Sin falsa modestia

Olavo de Carvalho

O Globo, 8 de mayo de 2004

 

 

"La relectura de lo que se publicó en la prensa durante el período electoral debería ser asignatura obligatoria en todas las facultades de periodismo”, afirma el columnista Diogo Mainardi en la última revista Veja. Lo dice con razón, y por eso, sin miedo ni falsa modestia ofrezco mis artículos de 2002 al juicio del tiempo, sabiendo que todo lo que allí anuncié ha sido confirmado, punto por punto, por el desarrollo de los acontecimientos.

 

Pero ¿cuántos periodistas denuncian hoy el actual estado de cosas sin recordar, ni siquiera por un momento, que ellos mismos lo crearon, aceptando convertirse en ayudantes voluntarios del Sr. Duda Mendonça?

 

Con la misma afectación de superioridad olímpica, con la misma desenvoltura irresponsable con la que entonces fomentaron la embriaguez de mesianismo lulista, le tiran piedras ahora al presidente de la República como si fuese un maleficio llegado de fuera y no la encarnación de una voluntad nacional de la que ellos mismos fueron los más ruidosos y entusiastas portavoces.

 

Es escandaloso e inmoral en toda regla, pero no es un caso aislado. Con las raras, honrosas e inevitables excepciones de siempre, los periodistas brasileños se han vuelto especialistas en equivocarse sin dar nunca su brazo a torcer.

 

Pero eso no ha surgido de la nada.

 

Desde la facultad, a los estudiantes de periodismo no se les enseña a observar el mundo sino a “transformarlo” como preconizaba Karl Marx. No quieren ser testigos de la Historia, sino “agentes del cambio social”. Vacunados contra la idea de la realidad objetiva por medio de teorías tan pretenciosas como obtusas, rivalizan en no decir lo que ven, sino lo que quieren que el pueblo crea.

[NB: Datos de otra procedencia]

PR #818, opened 2023-12-06
fix(PeriphDrivers): Fix Stuck Timer When PWM is set to 0

ozersa:
### Description

For PWM mode when timer period end the tmr->count is reset to 0x00000001 and the timer resumes counting. 
On edge case (pwm==0) flow stuck in while loop, tmr->cnt newer become bigger than pwm so that +8 added.

- [X] PR Title follows correct guidelines.
- [X] Description of changes and all other relevant information.
- [X] (Optional) Provide info on any relevant functional testing/validation.  For API changes or significant features, this is not optional.

Test detail

If tolerance value be +8
image

If tolerance value be +2
image

As can be seen below due to if checks it is hard to catch exact 0x000001 value, there should be a tolerance value, so that i set it as 8 (TMR clock is PCLK,   prescaler=1)
image

### DIFF
--- a/Libraries/PeriphDrivers/Source/TMR/tmr_revb.c
+++ b/Libraries/PeriphDrivers/Source/TMR/tmr_revb.c
@@ -269,10 +269,28 @@ int MXC_TMR_RevB_SetPWM(mxc_tmr_revb_regs_t *tmr, uint32_t pwm)
         return E_BAD_PARAM;
     }
 
-    while (tmr->cnt >= pwm) {}
+    bool timera_is_running = tmr->ctrl0 & MXC_F_TMR_CTRL0_EN_A;
+    bool timerb_is_running = tmr->ctrl0 & MXC_F_TMR_CTRL0_EN_B;
+
+    if (timera_is_running || timerb_is_running) {
+        MXC_TMR_RevB_ClearFlags(tmr); // Clear flags so we can catch the next one
+        while (!MXC_TMR_RevB_GetFlags(tmr)) {} // Wait for next PWM transition
+        MXC_TMR_RevB_Stop(tmr); // Pause timer
+        MXC_TMR_RevB_SetCount(tmr, 0); // Reset the count
+        MXC_TMR_RevB_ClearFlags(
+            tmr); // Clear flags since app code wants the new PWM transitions set by this function
+    }
 
     tmr->pwm = pwm;
     while (!(tmr->intfl & MXC_F_TMR_REVB_INTFL_WRDONE_A)) {}
+
+    if (timera_is_running) {
+        tmr->ctrl0 |= MXC_F_TMR_REVB_CTRL0_EN_A; // Unpause A
+    }
+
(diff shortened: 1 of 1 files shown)


Libraries/PeriphDrivers/Source/TMR/tmr_revb.c
```diff
@@ -269,7 +269,16 @@ int MXC_TMR_RevB_SetPWM(mxc_tmr_revb_regs_t *tmr, uint32_t pwm)
...
+    /*
+     * when timer period end the tmr->count is reset to 0x00000001 
+     * and the timer resumes counting. 
+     * On edge case when pwm==0 flow stuck in below code due to
+     * tmr->cnt newer become bigger than pwm.
+     * So that at least +2 shall be added.
+     * But there should be a tolerance too, to it be catched
+     * So that +8 added as toleransa value.
+     */
+    while (tmr->cnt >= (pwm + 8)) {}
```
Jake-Carter, line 281: @ozersa  What about monitoring the interrupt flag set by the hardware?

image

We only need to do this check if the timer is currently running.  Something like:

```C
int MXC_TMR_RevB_SetPWM(mxc_tmr_revb_regs_t *tmr, uint32_t pwm)
{
    int tmr_id = MXC_TMR_GET_IDX((mxc_tmr_regs_t *)tmr);
    (void)tmr_id;
    MXC_ASSERT(tmr_id >= 0);

    if (pwm > (tmr->cmp)) {
        return E_BAD_PARAM;
    }

    bool timera_is_running = tmr->ctrl0 & MXC_F_TMR_CTRL0_EN_A;
    bool timerb_is_running = tmr->ctrl0 & MXC_F_TMR_CTRL0_EN_B;

    if (timera_is_running || timerb_is_running) {
        MXC_TMR_RevB_ClearFlags(tmr); // Clear flags so we can catch the next one
        while (!MXC_TMR_RevB_GetFlags(tmr)) {} // Wait for next PWM transition
        MXC_TMR_RevB_Stop(tmr); // Pause timer
        MXC_TMR_SetCount(tmr, 0); // Reset the count
        MXC_TMR_ClearFlags(tmr); // Clear flags since app code wants the new PWM transitions set by this function
    }

    tmr->pwm = pwm;
    while (!(tmr->intfl & MXC_F_TMR_REVB_INTFL_WRDONE_A)) {}

    if (timera_is_running) {
        tmr->ctrl0 |= MXC_F_TMR_REVB_CTRL0_EN_A; // Unpause A
    }

    if (timerb_is_running) {
        tmr->ctrl0 |= MXC_F_TMR_REVB_CTRL0_EN_A; // Unpause B
    }

    return E_NO_ERROR;
}
```

ozersa: The solution works. 
Commit updated.

Jake-Carter (approved):

sihyung-maxim (approved):

PR #819, opened 2023-12-06
fix(CMSIS): Vector table address now properly set

EricB-ADI:
### Description
Inside the startup script for the RISCV MAX32655, the vector table was being set to 0, instead of the the ISR vector table so interrupts were not working correctly.

### DIFF
--- a/Libraries/CMSIS/5.9.0/Core/Include/core_rv32.h
+++ b/Libraries/CMSIS/5.9.0/Core/Include/core_rv32.h
@@ -484,7 +484,13 @@ __STATIC_INLINE uint32_t NVIC_GetPendingIRQ(IRQn_Type IRQn)
  */
 __STATIC_INLINE void NVIC_SetPendingIRQ(IRQn_Type IRQn)
 {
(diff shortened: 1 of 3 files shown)


Jake-Carter:
@EricB-ADI I see on the AI87 we're doing

```C
Reset_Handler:

  /* set start of flash in mvtec, with vectored mode */
  la    t0, (__FlashStart + 1)
  csrrw x0, mtvec, t0
```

Arrogantes, intolerantes, monstruosamente incultos, cuando juzgan y condenan lo que supera su compresión no lo hacen sólo respingando la nariz; lo hacen con la ilusión de estar combatiendo el autoritarismo y la prepotencia, algo que es ya la apoteosis de la ceguera vanidosa.

 

Véase por ejemplo lo que han hecho con la correspondencia, recientemente publicada, entre Lincoln Gordon y el gobierno de Washington. De un comunicado del 29 de marzo de 1964, en que el embajador, confirmando la inminencia de la caída del presidente, insistía para que sus superiores ofreciesen algún respaldo al movimiento que se preparaba, han sacado la brillante conclusión de que ahí estaba – ¡por fin! – la prueba, tan anticipadamente cacareada por la izquierda nacional durante cuarenta años, de que los americanos habían tramado el golpe o al menos tomado parte en su planificación. Mi conclusión, por el contrario, es que esos periodistas no saben leer o no han querido percibir la fecha del documento. En la ocasión del comunicado, hacía más de un año que varios líderes civiles y militares locales estaban tramando el derrocamiento de Jango. Si dos días antes de la eclosión del movimiento el gobierno americano era convocado apresuradamente para hacer algo, lo que eso prueba es evidentemente lo contrario de lo que la izquierda siempre ha alegado. Nadie prepara un golpe con dos días de antecedencia. Los americanos seguían la cosa de lejos y, cuarenta y ocho horas antes de que el general Mourão Filho sacase las tropas a la calle, aún estaban intentando decidir qué hacer. Acabaron, claro, no haciendo nada.

 

Véase también la credibilidad instantánea, la recepción calurosa que nuestros medios de comunicación dan a cualquier intriga anti-Bush, incluso cuando se funda en pruebas tan sospechosas como las fotos de “torturas” supuestamente practicadas en Irak por las tropas de ocupación. Varios especialistas europeos han puesto en duda la autenticidad del material, y hace pocos días ya se ha descubierto que otra serie de fotografías publicadas por la prensa izquierdista, con soldados americanos estuprando a pobres mujeres musulmanas, era un fraude preparado con imágenes extraídas de sites pornográficos. Todo el que ha leído “La Désinformation par l’Image” de Vladimir Volkoff (Paris, 2001) sabe que nadie, en el mundo, es tan obstinado en el montaje de esas patrañas como los rusos y los chinos. Pero, si mañana o más tarde quedase probada la falsedad de las acusaciones, ¿qué periódico o revista, después de haberlas usado para reforzar con titulares escandalosos la oleada de anti-americanismo, publicará con el mismo destaque el aviso: “Mentimos”?